Многострадальный город! Мать городов русских! Пожалуй, за свою многовековую историю он не испытывал таких жестоких опустошительных набегов. В первый же день войны на его улицах рвались фашистские бомбы. А с конца июля до двадцатого сентября 1941 года немецко-фашистские войска беспрерывно штурмовали украинскую столицу. Многое вынес на своих плечах славный город на Днепре. Семь пехотных дивизий, танки, артиллерия, сотни бомбардировщиков бросило немецкое командование на штурм. Гитлер приказал взять Киев любой ценой. И действительно, гитлеровцы за ценой не стояли. Уже к концу августа четыре пехотных дивизии немцев потеряли здесь семьдесят процентов своего состава. Берлинское радио много раз преждевременно объявляло о занятии Киева. Но город стоял и боролся.

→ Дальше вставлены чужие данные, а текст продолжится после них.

PR #2233, opened 2017-08-31
tests: use make -k instead of listing targets

dachary:
## Status

Ready for review

## Description of Changes

Using **make -k** ensures all targets run even if one fails and we don't need to explicitly duplicate the list of lint targets in the travis file

## Testing

* push a flake8 error
* look at the travis output and verify the html-lint checks run although the target is *after* flake8 in the Makefile

## Deployment

test only

### DIFF
--- a/.travis.yml
+++ b/.travis.yml
@@ -59,10 +59,6 @@ script:
   # to alter the pip requirements, which would cause config tests to fail.
   # The develop requirements include sphinx tooling for docs linting.
   - pip install -r securedrop/requirements/develop-requirements.txt
-  # Intentionally *not* using `make lint` wrapper so as not to skip linting
-  # steps if one fails. Continue linting in CI, and report full status.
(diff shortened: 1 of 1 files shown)


dachary:
Verified an intentional flake8 error does not prevent the following target from beingrun:

https://travis-ci.org/freedomofpress/securedrop/builds/270420010?utm_source=github_status&utm_medium=notification

<pre>
flake8 --exclude='config.py' testinfra securedrop-admin \

		securedrop/*.py securedrop/management \

		securedrop/tests/functional securedrop/tests/*.py

securedrop/journalist.py:20:80: E501 line too long (161 > 79 characters)

make: *** [flake8] Error 1

html_lint.py --printfilename --disable=optional_tag,extra_whitespace,indentation \

make: Target `lint' not remade because of errors.

The command "make -k lint" exited with 2.
</pre>

PR #2237, opened 2017-08-31
Added pre-commit hook

### LINKED ISSUE #2234: Provide pre-commit hook for developers
# Feature request

## Description

As our testing and linting improves, we should provide an easy way for developers to catch formatting mistakes prior to opening a PR. A pre-commit that runs at least the flake8 tests for Python files would be grand.

Work was already done toward both PEP8 compliance (now resolved, see #886) and providing a pre-commit hook in #1471. We may be able to pluck out some commits from that branch done by @ajvb. If not, we should reimplement from scratch.

## User Stories

As a SecureDrop developer, I want to catch common formatting mistakes before opening a PR, to save time for both me and my other contributors (who would need to review the faulty PR).

heartsucker:
## Status

Ready for review

## Description of Changes

Fixes #2234. Supersedes #1471

Creates a simple pre-commit hook, adds docs about it.

## Testing

`cp git/pre-comit .git/hooks/` and then try to commit. The linters should run.

### DIFF
--- a/docs/development/contributor_guidelines.rst
+++ b/docs/development/contributor_guidelines.rst
@@ -33,17 +33,26 @@ Code Style
 ----------
 
 We use code linters to keep a consistent code quality and style. These linters
-also run in CI and will produce build failures. To avoid this, we suggest running
-the linters locally as you work.
+also run in CI and will produce build failures. To avoid this, we have included
+a git pre-commit hook. You can install it with the following command run at the
+root of the repository:
+
+.. code:: sh
+
+    ln -sf ../../git/pre-commit .git/hooks/pre-commit
+
 
 .. note::
-  The code linters are installed automatically on the Development VM.
-  To install the linting tools locally on your host machine, from the root
-  of the repo you can run the following:
+  The code linters are installed automatically on the Development VM, but for
+  the pre-commit hook to work, you will need to install the linting tools
+  locally on your host machine. From the root of the repo you can run the
+  following:
 
   .. code:: sh
 
      pip install -r securedrop/requirements/develop-requirements.txt
+
+
 
 Python
 ~~~~~~
--- a/git/pre-commit
+++ b/git/pre-commit
@@ -1,0 +1,30 @@
+#!/bin/bash
+set -e
+
+# This file will exist in $project_root/.git/hooks/, so we need to move back up
+# to $project_root. This apparent mess needs to happen because macOS doesn't
+# have `readlink -f`.
+declare src="$0"
+declare dir=''
+
+while [ -h "$src" ]; do
+  dir="$(cd -P "$( dirname "$src")" && pwd)"
+  src="$(readlink "$src")"
+  [[ "$src" != /* ]] && src="$dir/$src"
+done
+
+cd -P "$(dirname "$src")/../"
+
+##### This is the actual pre-commit hook. #####
+
+if [ -z "$VIRTUAL_ENV" ]; then
+    # If the developer has a virtual environment in the canonical location, then
+    # this will attempt to use that. Otherwise, assume the necessary things are
+    # installed globally.
+    declare -r venv='./venv/bin/activate'
+    if [ -f "$venv" ]; then
+      source "$venv"
+    fi
+fi
+
+make lint


git/pre-commit
```diff
@@ -0,0 +1,28 @@
...
+
+while [ -h "$src" ]; do
+  dir="$(cd -P "$( dirname "$src")" && pwd)"
+  src="$(readlink "$src")"
+  [[ "$src" != /* ]] && src="$dir/$src"
+done
+
+cd -P "$(dirname "$src")/../../"
+
+##### This is the actual pre-commit hook. #####
```
dachary: We should either explain the new requirements (pip install requirements/securedrop-development.txt) or we could just not run make lint if the requirements are not satisfied.

I'm in favor of making this pre-commit hook optional rather than mandatory, therefore leaning toward not doing anything if the requirements are not met.

heartsucker: If you don't want to run it, just don't copy it into `.git`. Or use `--no-verify`. :)

docs/development/contributor_guidelines.rst
```diff
@@ -33,18 +33,27 @@ Code Style
...
 We use code linters to keep a consistent code quality and style. These linters
-also run in CI and will produce build failures. To avoid this, we suggest running
-the linters locally as you work.
+also run in CI and will produce build failures. To avoid this, we have included
+a git pre-commit hook. You can install it with the following command run at the
+root of the repository:
+
+.. code:: sh
+
+    cp git/pre-commit .git/hooks/
```
conorsch: Is it folly to recommend a symlink here? The `cp` actual will not honor modifications to the pre-commit hook.

git/pre-commit
dachary: Oh, I wrongly assumed it would be installed by default! Sorry for the noise. I should have read the guidelines :-)

git/pre-commit
```diff
@@ -0,0 +1,28 @@
...
+
+# If the developer has a virtual environment in the canonical location, then
+# this will attempt to use that. Otherwise, assume the necessary things are
+# installed globally.
+declare -r venv='./venv/bin/activate'
+if [ -f "$venv" ]; then
+  source "$venv"
+fi
```
conorsch: I appreciate the automagic here, but for the record I do _not_ use that path for my development virtualenv. I _do_ use that path when testing inside Tails, for use with `securedrop-admin`. But on my host machine, I use `virtualenvwrapper`, so the actual virtualenv files are stored under `~/.virtualenvs`.

I recommend wrapping all of this virtualenv logic in an if conditional that skips it if the environment variable `VIRTUAL_ENV` is defined, which it will be if a virtualenv is already active.

dachary:
I did not test and wrongfully approved. Now I have no clue how to dismiss my review...

conorsch:
@dachary Got your back. :wink:

dachary:
@conorsch thanks! Did i make a mess with this review, sorry everyone...

git/pre-commit
```diff
@@ -0,0 +1,28 @@
...
+declare src="$0"
+declare dir=''
+
+while [ -h "$src" ]; do
+  dir="$(cd -P "$( dirname "$src")" && pwd)"
+  src="$(readlink "$src")"
+  [[ "$src" != /* ]] && src="$dir/$src"
+done
+
+cd -P "$(dirname "$src")/../../"
```
conorsch: Much of this path handling would be simplified by writing in Python, no? Not complaining, and not even requesting the change, just pointing it out.

docs/development/contributor_guidelines.rst
heartsucker: Good point.

git/pre-commit
```diff
@@ -0,0 +1,28 @@
...
+
+# If the developer has a virtual environment in the canonical location, then
+# this will attempt to use that. Otherwise, assume the necessary things are
+# installed globally.
+declare -r venv='./venv/bin/activate'
+if [ -f "$venv" ]; then
+  source "$venv"
+fi
+
+make lint
```
conorsch: Running the docs-lint task every time adds considerable delay here. Compare:

```
$ time make lint > /dev/null

real    0m11.934s
user    0m14.372s
sys     0m0.200s
$ time sh -c 'make flake8 ; make html-lint' > /dev/null

real    0m1.923s
user    0m4.516s
sys     0m0.096s
```

The extra ten seconds will add a ton of time when rebasing. Maybe skip the docs-lint step for interactive work and leave it in CI?

git/pre-commit
heartsucker: I added the logic about the env-var, but left the `venv` logic since it's still useful.

git/pre-commit
heartsucker: This doesn't run when rebasing, so I think that's not an issue.

heartsucker: In theory, we could actually do a parse of `git status --porcelain` and then only run the relevant tests, though that would quickly become a pain to maintain.

docs/development/contributor_guidelines.rst
```diff
@@ -33,18 +33,27 @@ Code Style
...
 We use code linters to keep a consistent code quality and style. These linters
-also run in CI and will produce build failures. To avoid this, we suggest running
-the linters locally as you work.
+also run in CI and will produce build failures. To avoid this, we have included
+a git pre-commit hook. You can install it with the following command run at the
+root of the repository:
+
+.. code:: sh
+
+    ln -sf git/pre-commit .git/hooks/pre-commit
```
conorsch: Symlink won't work with this syntax, since the target must be relative. Ideally this would work:

```
ln -sf ../../git/pre-commit .git/hooks/pre-commit
```

but then the Makefile target can't be found, likely due to the filepath madness in the while loop. So just change it back to a `cp` and I'll look into the specifics on a rainy day. Would much rather have a `cp`-able version available for everyone to use pronto.

heartsucker: I just pushed a new version. It work with a symlink and plays nicely with the paths.

git/pre-commit
```diff
@@ -0,0 +1,31 @@
...
+    # If the developer has a virtual environment in the canonical location, then
+    # this will attempt to use that. Otherwise, assume the necessary things are
+    # installed globally.
+    declare -r venv='./venv/bin/activate'
+    if [ -f "$venv" ]; then
+      source "$venv"
+    fi
+fi
+
+pwd
```
conorsch: Nit: remove the `pwd`? Looks like that's left over from testing. New version works for me as a symlink! (Also tested removing the `pwd` and committing again—still works.)

heartsucker: Done!

conorsch:
Works for me! Thanks very much, @heartsucker!

conorsch:
> A little concerned about the length of time to commit, but if it becomes annoying we can rip out docs linting at a later date.

Agreed. Maybe a pre-push hook to run the docs-linting. Let's start using it and find out!

PR #2240, opened 2017-09-01
tests: make test_manage.py run from any directory

### LINKED ISSUE #2239: Application test suite execution is not directory-agnostic
# Bug

## Description

Two of the application tests, related to translation subcommands for `manage.py`, are not directory-agnostic. They pass only when pytest is executed from the `securedrop/` directory, but not if the fullpath to the directory is provided. Only these two tests are fussy about the directory.

## Steps to Reproduce
To confirm the failure:

1. Provision development VM and SSH in.
2. Run `pwd` and confirm you're in `/home/vagrant`. 
2. Run `pytest -v /vagrant/securedrop/tests --page-layout`.
3. Observe that out of all 229 tests, 2 fail. 

To confirm the cause:
1. Provision development VM and SSH in.
2. Run `cd /vagrant/securedrop`.
3. Run `pytest -v tests --page-layout`.
3. Observe that all 229 tests pass.

## Expected Behavior

The application test suite passes regardless of where the "run the tests" command was executed.

## Actual Behavior

Two tests fail when called from any directory other than `/vagrant/securedrop`. The two tests in question are:

```
tests/test_manage.py::TestManage::test_translate_compile_code_and_template FAILED
tests/test_manage.py::TestManage::test_translate_compile_arg FAILED
```

These tests were added as part of #2120. 

## Comments

The requirement for a specific directory for test running is not a showstopper, but does indicate we've got a more brittle test suite than we should. Discovered it during Travis debugging for #2216. Until this issue is patched, I'll just preserve the current directory-based test invocation and include a comment warning about its requirement for now. 

Looks like some rather simple touch-ups to the two tests adding path canonicalization, e.g. via `os.path.abspath` and `__file__`, may resolve the problem.

dachary:
## Status

Ready for review

## Description of Changes

Fixes #2239

The application test suite passes regardless of where the "run the tests" command was executed.

## Testing

1. Provision development VM and SSH in.
2. Run `pwd` and confirm you're in `/home/vagrant`. 
2. Run `pytest -v /vagrant/securedrop/tests --page-layout`.
3. Observe that out of all 229 tests pass

## Deployment

test only

### DIFF
--- a/securedrop/tests/i18n/babel.cfg
+++ b/securedrop/tests/i18n/babel.cfg
@@ -1,4 +1,4 @@
-[python: tests/i18n/*.py]
+[python: **/tests/i18n/*.py]
 
-[jinja2: tests/i18n/*.html]
+[jinja2: **/tests/i18n/*.html]
 extensions=jinja2.ext.autoescape,jinja2.ext.with_
--- a/securedrop/tests/test_manage.py
+++ b/securedrop/tests/test_manage.py
@@ -2,6 +2,7 @@
 
 import argparse
 import os
+from os.path import abspath, dirname, exists, getmtime, join, realpath
 os.environ['SECUREDROP_ENV'] = 'test'  # noqa
 import config
 import logging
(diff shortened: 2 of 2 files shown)


conorsch:
Test run from $HOME with normal user privileges in development VM shows that coverage doesn't work:

```
Coverage.py warning: Module ../securedrop/ was never imported. (module-not-imported)
Coverage.py warning: No data was collected. (no-data-collected)


====================================================================== warnings summary =======================================================================
:171
  'pytest_runtest_makereport' hook uses deprecated __multicall__ argument

None
  pytest_funcarg__caplog: declaring fixtures using "pytest_funcarg__" prefix is deprecated and scheduled to be removed in pytest 4.0.  Please remove the prefix and use the @pytest.fixture decorator instead.
  pytest_funcarg__capturelog: declaring fixtures using "pytest_funcarg__" prefix is deprecated and scheduled to be removed in pytest 4.0.  Please remove the prefix and use the @pytest.fixture decorator instead.

========================================================== 229 passed, 3 warnings in 471.36 seconds ===========================================================
ERROR: Failed to generate report: No data to report.
```

That's a separate issue, though, so will file for later follow-up.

Не сдался он и тогда, когда по его широким улицам застучали кованые сапоги фашистов. Патриоты стреляли в завоевателей, жгли и взрывали их боевую технику. Оккупанты вешали и расстреливали жителей. Каждый казался им партизаном, врагом «победоносной Германии», врагом «цивилизации». Цивилизованные варвары убили десятки тысяч киевлян, разграбили и уничтожили огромные культурные ценности, веками создававшиеся талантливым украинским народом.
Академия наук, государственный университет, свыше пятидесяти высших и средних учебных заведений, около двухсот школ, пятнадцать музеев, десять театров и четырнадцать кинотеатров города были сожжены и разрушены. Крещатик, улицы Карла Маркса, Фридриха Энгельса, Свердлова лежали в развалинах. Разрушены древние храмы и архитектурные памятники, погибли в огне кладовая древних рукописей и огромный зоологический музей.
Руководил уничтожением города и грабежом народных ценностей гаулейтер Украины, кровавый палач Эрих Кох. Фашистский варвар не ушел от справедливой кары. Польский суд приговорил его к смертной казни. Но это случилось много позже, а тогда я стоял на берегу Днепра и мое сердце обливалось кровью. Никогда не простят, не должны простить народы фашистам их бесчеловечных злодеяний. Никогда!
Киев вновь обрел свободу седьмого ноября 1943 года, в славную годовщину Великой Октябрьской социалистической революции. Войска генерала армии Ватутина навсегда вышвырнули оккупантов из древнего Киева. Уже на другой день город начали восстанавливать. Мне пришлось побывать в Киеве много позже. Город стал еще краше прежнего, как будто бы не шумела над ним грозная война. Но каких трудов это стоило украинскому народу! Это может понять и оценить только тот, кто видел его тогда лежащим в пепле и развалинах.